What would be ideal is if the app also took your heart rate using a
combination of both methods to reduce error, but I don't think either do this.

------
sharpneli
Great article. I just cannot contain my need to nitpick (I have background in
Ultrasound signal processing).

It's Hann window. Not Hanning window. There is a window function called
Hamming window due to which some mistakenly add the 'ing' to Hann window too.

Second of all "In summary, with a 6-second window, we get a tolerable 6-second
startup delay that gives a fair time accuracy of 6 seconds and a fair
frequency accuracy of 5 bpm (half the FFT resolution)" is bit incorrect. You
do get far more accuracy in determining the frequency of that single signal.
What the window length determines is the limit where you can separate 2
signals. So using that window you would mix up 2 signals that are 5bpm or
closer to eachother and they would look like a single signal. Having 2 humans
with similar heart rates in same video stream would thus be unseparable using
that length. But you can determine the heart rate of a single individual with
far more accuracy.

The correct term would be "precision" as per
[http://en.wikipedia.org/wiki/File:Accuracy_and_precision.svg](http://en.wikipedia.org/wiki/File:Accuracy_and_precision.svg)

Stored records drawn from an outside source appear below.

PR #453, opened 2024-03-11
Solution

jyjuk:


app/main.py
```diff
@@ -2,24 +2,64 @@
...
+    height = IntegerRange(120, 220)
+    weight = IntegerRange(50, 120)
 
 
 class Slide:
-    pass
+    def __init__(
+            self,
+            name: str,
+            limitation_class: SlideLimitationValidator
```
Dimosphen1: You should indicate that you expect to obtain not an instance of the `SlideLimitationValidator` class for `limitation_class` but rather its subclass. Use the following type annotation for that
```suggestion
            limitation_class: type[SlideLimitationValidator]
```

Dimosphen1 (changes requested):
Several minor changes were requested

vasylhnatiuk (approved):

PR #456, opened 2024-03-11
implement the Aqua-park validate logic

ghost:


app/main.py
```diff
@@ -2,24 +2,77 @@
...
+        self.private_attribute = f"_{name}"
+
+    def __get__(self, instance: object, owner: object) -> bool:
+        return getattr(instance, self.private_attribute)
+
+    def __set__(self, instance: object, value: int) -> None:
+        if self.max_amount >= value >= self.min_amount:
+            setattr(instance, self.private_attribute, True)
+        else:
+            setattr(instance, self.private_attribute, False)
```
ArsenPidhoretskyi: You should set original value, in other case raise an exception

ArsenPidhoretskyi (changes requested):

app/main.py
vasylhnatiuk: do it

vasylhnatiuk (changes requested):
you pushed nothing

app/main.py
```diff
@@ -2,24 +2,75 @@
...
+    height = IntegerRange(120, 220)
+    weight = IntegerRange(50, 120)
 
 
 class Slide:
-    pass
+
+    def __init__(self,
+                 name: str,
+                 limitation_class: type(SlideLimitationValidator)
```
```suggestion
                 limitation_class: type[SlideLimitationValidator]
```

ArsenPidhoretskyi (changes requested):
No need to call type() use type[] for annotations

vsmutok (approved):
GJ!

PR #465, opened 2024-03-17
'Solution'

donbas777:


app/main.py
```diff
@@ -1,25 +1,82 @@
...
+        self.weight = weight
+        self.height = height
 
 
 class SlideLimitationValidator(ABC):
-    pass
+    def __init__(self, age: "IntegerRange",
+                 weight: "IntegerRange",
+                 height: "IntegerRange"
+                 ) -> None:
```
Dimosphen1: Place each argument including `self` on a new line so that there would be no arguments on the same line with opening and closing parenthesis. It will help to improve the code style and readability. Add this change to all classes where relevant

app/main.py
```diff
@@ -1,25 +1,82 @@
...
+        self.age = age
+        self.weight = weight
+        self.height = height
+
+    @abstractmethod
+    def validate(self, visitor: "Visitor") -> bool:
```
Dimosphen1: Delete this method from all classes, utilize the descriptor class functionality instead

app/main.py
```diff
@@ -1,25 +1,82 @@
...
+    def __init__(self, name: str, age: int, weight: int, height: int) -> None:
+        self.name = name
+        self.age = age
+        self.weight = weight
+        self.height = height
 
 
 class SlideLimitationValidator(ABC):
-    pass
+    def __init__(self, age: "IntegerRange",
```
Dimosphen1: Indicate here that you expect to obtain integer instead of an instance of `IntegerRange` class

app/main.py
```diff
@@ -1,25 +1,82 @@
...
 class Slide:
-    pass
+    def __init__(self, name: str,
+                 limitation_class: "SlideLimitationValidator"
+                 ) -> None:
+        self.name = name
+        self.limitation_validator = limitation_class()
+
+    def can_access(self, visitor: "Visitor") -> bool:
+        return self.limitation_validator.validate(visitor)
```
Dimosphen1: Create a try-except block and initialize limitation class inside of it to utilize the `__set__` functionality

app/main.py
```diff
@@ -1,25 +1,82 @@
...
+            self.height.min_amount <= visitor.height <= self.height.max_amount
+        ])
 
 
 class AdultSlideLimitationValidator(SlideLimitationValidator):
-    pass
+    def __init__(self) -> None:
+        super().__init__(IntegerRange(14, 60),
+                         IntegerRange(50, 120),
+                         IntegerRange(120, 220))
```
Dimosphen1: Define class attributes using `IntegerRange` class with corresponding values in the subclasses of the `SlideLimitationValidator` class

app/main.py
```diff
@@ -1,25 +1,82 @@
...
 
 class Slide:
-    pass
+    def __init__(self, name: str,
+                 limitation_class: "SlideLimitationValidator"
+                 ) -> None:
+        self.name = name
+        self.limitation_validator = limitation_class()
+
+    def can_access(self, visitor: "Visitor") -> bool:
```
Dimosphen1: Do not use classes for annotations in double quotes, omit them
```suggestion
    def can_access(self, visitor: Visitor) -> bool:
```
In case you face errors, add `from __future__ import annotations`

Dimosphen1 (changes requested):

app/main.py
```diff
@@ -2,24 +2,97 @@
...
+            IntegerRange(20, 50),
+            IntegerRange(80, 120)
+        )
+
+    def validate(self, visitor: Visitor) -> bool:
+        return all([
+            self.age.min_amount <= visitor.age <= self.age.max_amount,
+            self.weight.min_amount <= visitor.weight <= self.weight.max_amount,
+            self.height.min_amount <= visitor.height <= self.height.max_amount
+        ])
```
viktoria-rybenchuk: there is no need to redefine validate method, you have already validated this value in IntegerRange

app/main.py
```diff
@@ -2,24 +2,97 @@
...
+            IntegerRange(50, 120),
+            IntegerRange(120, 220)
+        )
+
+    def validate(self, visitor: Visitor) -> bool:
+        return all([
+            self.age.min_amount <= visitor.age <= self.age.max_amount,
+            self.weight.min_amount <= visitor.weight <= self.weight.max_amount,
+            self.height.min_amount <= visitor.height <= self.height.max_amount
+        ])
```

app/main.py
```diff
@@ -2,24 +2,97 @@
...
+            self,
+            name: str,
+            limitation_class: SlideLimitationValidator
+    ) -> None:
+        self.name = name
+        self.limitation_validator = None
+        try:
+            self.limitation_validator = limitation_class()
+        except Exception as e:
+            print(f"Error initializing limitation validator: {e}")
```
viktoria-rybenchuk: there is no need for using try-except in init method

app/main.py
```diff
@@ -2,24 +2,97 @@
...
+
+    def can_access(self, visitor: Visitor) -> bool:
+        if self.limitation_validator:
+            try:
+                return self.limitation_validator.validate(visitor)
```
viktoria-rybenchuk: you should pass in limitation class all needed arguments from visitor

viktoria-rybenchuk (changes requested):

app/main.py
ArsenPidhoretskyi: Not fixed

app/main.py
```diff
@@ -2,24 +2,91 @@
...
-    pass
+    def __init__(
+            self,
+            age: IntegerRange(int, int),
+            weight: IntegerRange(int, int),
+            height: IntegerRange(int, int)
+    ) -> None:
+        self.age = age
+        self.weight = weight
+        self.height = height
```
```suggestion
    def __init__(
            self,
            age: int,
            weight: int,
            height: int
    ) -> None:
        self.age = age
        self.weight = weight
        self.height = height
```

app/main.py
```diff
@@ -2,24 +2,91 @@
...
 
 
 class ChildrenSlideLimitationValidator(SlideLimitationValidator):
-    pass
+    def __init__(self) -> None:
+        super().__init__(
+            IntegerRange(4, 14),
+            IntegerRange(20, 50),
+            IntegerRange(80, 120)
+        )
```
```suggestion
        age = IntegerRange(4, 14)
        weight = IntegerRange(20, 50)
        height  = IntegerRange(80, 120)
```
Set them as descriptors

app/main.py
ArsenPidhoretskyi: Not fixed

app/main.py
ArsenPidhoretskyi: Not fixed

app/main.py
```diff
@@ -2,24 +2,91 @@
...
+            self.height.min_amount <= visitor.height <= self.height.max_amount
+        ])
 
 
 class Slide:
-    pass
+    def __init__(
+            self,
+            name: str,
+            limitation_class: SlideLimitationValidator
```
ArsenPidhoretskyi: it accepts type of SlideLimitationValidator

ArsenPidhoretskyi (changes requested):

Dimosphen1 (approved):
LGTM, well done!

PR #470, opened 2024-03-22
Solution

Line181:


app/main.py
```diff
@@ -1,25 +1,84 @@
...
+    def can_access(self, visitor: Visitor) -> bool:
+        try:
+            self.limitation_class(
+                age=visitor.age,
+                weight=visitor.weight,
+                height=visitor.height
+            )
+        except ValueError:
+            return False
+        else:
```
Dimosphen1: There is no need for `else` since the code will not execute after the `return` statement anyway. Please, remove the redundant `else`

app/main.py
```diff
@@ -1,25 +1,84 @@
...
+    height = IntegerRange(120, 220)
+    weight = IntegerRange(50, 120)
 
 
 class Slide:
-    pass
+    def __init__(
+            self,
+            name: str,
+            limitation_class: SlideLimitationValidator
```
Dimosphen1: Indicate in the type annotation that you expect to obtain not an instance of the `SlideLimitationValidator` class, but rather its subclass
```suggestion
            limitation_class: type[SlideLimitationValidator]
```

Dimosphen1 (changes requested):
Several minor changes were requested

vasylhnatiuk (approved):

PR #473, opened 2024-03-24
hard one

panicua:
I gotta admit that I stucked at this one for a long time, frist of all I didn't know how to handle ```raise``` cause we didn't learn ```try/except``` yet and I decided just to set the attribute to ```False``` so it's easy to handle later and no error occurs in tests. Of course I could use ```try/except``` but I thought it's not how it ment to be written. If you have a suggestion how we can handle it better without using ```try/except``` I would listen to it, or if you want me to rewrite it to ```try/except``` with ```raise``` just tell.
NVIDIA_Share_aVRnnTsdHN

And this isn't even stopping here, I don't know if I put right type annotations cause with these ```get/set``` methods it's getting harder to keep track of annotations.

And one of the hardest parts that I had "cheat" (check someones else pull request) cause we aren't inheriting ```Visitor``` class to ```ChildrenSlideLimitationValidator / AdultSlideLimitationValidator``` and not even their parent class ```SlideLimitationValidator(ABC)``` inherit it. I didn't know how to fill them right I was trying to do something like this:
NVIDIA_Share_L5IavdyNQd

But it wasn't right cause we aren't inheriting ```Visitor``` class and I didn't know what's wrong with my code and what is the other way to pass that ```Visit``` class data, so I looked at one of students pull request to figure it out, it appeared that it to be like this, it made me feel bad that I didn't see it:
NVIDIA_Share_Hoj80pAsAs

Overall it feels like I had lots of pain with this task and I'll have to rewrite some of it cause it doesn't seem really good ;(

### DIFF
--- a/app/main.py
+++ b/app/main.py
@@ -16,8 +16,12 @@ class IntegerRange:
     def __set__(self,
                 instance: type[SlideLimitationValidator],
                 value: int) -> None:
+        if not isinstance(value, (int, float)):
+            raise TypeError("Value can only be int or float")
         if not self.min_amount <= value <= self.max_amount:
-            return setattr(instance, self.protected_name, False)
+            raise ValueError(f"The value of *{self.protected_name[1:]}* "
+                             f"should be in range({self.min_amount} - "
+                             f"{self.max_amount}). Yours ({value})")
         setattr(instance, self.protected_name, value)
 
     def __set_name__(self,
@@ -68,8 +72,12 @@ class Slide:
         self.limitation_class = limitation_class
 
     def can_access(self, visitor: Visitor) -> bool:
-        lim = self.limitation_class(age=visitor.age,
-                                    height=visitor.height,
-                                    weight=visitor.weight)
-
-        return (lim.age and lim.weight and lim.height) is not False
+        try:
+            self.limitation_class(age=visitor.age,
+                                  height=visitor.height,
+                                  weight=visitor.weight)
+        except ValueError as e:
+            print(e)
+            return False
+        else:
+            return True
--- a/app/main.py
+++ b/app/main.py
@@ -76,7 +76,6 @@ class Slide:
             self.limitation_class(age=visitor.age,
                                   height=visitor.height,
                                   weight=visitor.weight)
-        except ValueError as e:
-            print(e)
+        except ValueError:
             return False
         return True
--- a/app/main.py
+++ b/app/main.py
@@ -79,5 +79,4 @@ class Slide:
         except ValueError as e:
             print(e)
             return False
-        else:
-            return True
+        return True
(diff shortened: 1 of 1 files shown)


app/main.py
```diff
@@ -1,25 +1,75 @@
...
+    def __get__(self,
+                instance: type[SlideLimitationValidator],
+                owner: SlideLimitationValidator) -> int | None:
+        return getattr(instance, self.protected_name)
+
+    def __set__(self,
+                instance: type[SlideLimitationValidator],
+                value: int) -> None:
+        if not self.min_amount <= value <= self.max_amount:
+            return setattr(instance, self.protected_name, False)
```
oleksandra-shershen: In my opinion, it is better to use:
```
if not (self.min_value <= value <= self.max_value):
            raise ValueError(
                f"Value must be between {self.min_value} and {self.max_value}"
            )
```

app/main.py
```diff
@@ -1,25 +1,75 @@
...
 
 class Slide:
-    pass
+    def __init__(self,
+                 name: str,
+                 limitation_class: type[SlideLimitationValidator]) -> None:
+        self.name = name
+        self.limitation_class = limitation_class
+
+    def can_access(self, visitor: Visitor) -> bool:
```
oleksandra-shershen, line 74: in this method you can try to use try-catch block, like this:
```
        try:
            return True
            return False
```

oleksandra-shershen (changes requested):
Check my comments
GJ!

oleksandra-shershen (approved):
GJ!

app/main.py
```diff
@@ -1,25 +1,83 @@
...
+                instance: type[SlideLimitationValidator],
+                owner: SlideLimitationValidator) -> int | None:
+        return getattr(instance, self.protected_name)
+
+    def __set__(self,
+                instance: type[SlideLimitationValidator],
+                value: int) -> None:
+        if not isinstance(value, (int, float)):
+            raise TypeError("Value can only be int or float")
+        if not self.min_amount <= value <= self.max_amount:
```
oleksandra-shershen: add `elif not` instead of `if not`

oleksandra-shershen (approved):
Change if not to elif not

oleksandra-shershen (approved):
GJ 2.0!

app/main.py
```diff
@@ -1,25 +1,82 @@
...
+        self.name = name
+        self.limitation_class = limitation_class
+
+    def can_access(self, visitor: Visitor) -> bool:
+        try:
+            self.limitation_class(age=visitor.age,
+                                  height=visitor.height,
+                                  weight=visitor.weight)
+        except ValueError as e:
+            print(e)
```
YuriiKindrat: remove unnecessary pring here )

YuriiKindrat (approved):
LGTM!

Nonetheless this is an excellent article.

------
gmac
I've been toying with a similar setup. Most of the time, you can actually get
a really good estimate of the heart rate by doing simple-minded peak detection
on the raw averaged brightness signal (e.g. using the algorithm here:
[http://www.billauer.co.il/peakdet.html](http://www.billauer.co.il/peakdet.html)).
However, the iPhone camera can't be prevented from periodically adjusting
exposure parameters (as far as I've been able to tell), and I've not been able
to stop this screwing things up once or twice a minute. In other projects I've
had some success using the FFT and windowing functions of Apple's
Accelerate.framework, so I may see now if the Matlab code shown here can be
translated to run in real-time on the phone.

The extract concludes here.